• What you need to do: Restate the records below word for word.

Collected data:
PR #465, opened 2026-03-11
(RHEL-152085) core: validate input cgroup path more prudently

dtardon:

Resolves: RHEL-152085


msekletar (approved):
path normalization check prevents us from reaching problematic alloca(). I guess that is good enough for RHEL-8.

PR #468, opened 2026-04-16
(RHEL-163867) core/manager: fix memory leak

msekletar:
Follow-up for 63899267ba57ab4b0b11c039f5c6b03a78528aa7

RHEL-only

Resolves: RHEL-163867


dtardon (approved):
LGTM

PR #470, opened 2026-05-04
(RHEL-5986) execute: make sure to call into PAM after initializing resource limits

msekletar:
We want that pam_limits takes precedence over our settings, after all.

Fixes: #11386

• Exercise answer:
PR #465, opened 2026-03-11
(RHEL-152085) core: validate input cgroup path more prudently

dtardon:

Resolves: RHEL-152085


msekletar (approved):
path normalization check prevents us from reaching problematic alloca(). I guess that is good enough for RHEL-8.

PR #468, opened 2026-04-16
(RHEL-163867) core/manager: fix memory leak

msekletar:
Follow-up for 63899267ba57ab4b0b11c039f5c6b03a78528aa7

RHEL-only

Resolves: RHEL-163867


dtardon (approved):
LGTM

PR #470, opened 2026-05-04
(RHEL-5986) execute: make sure to call into PAM after initializing resource limits

msekletar:
We want that pam_limits takes precedence over our settings, after all.

Fixes: #11386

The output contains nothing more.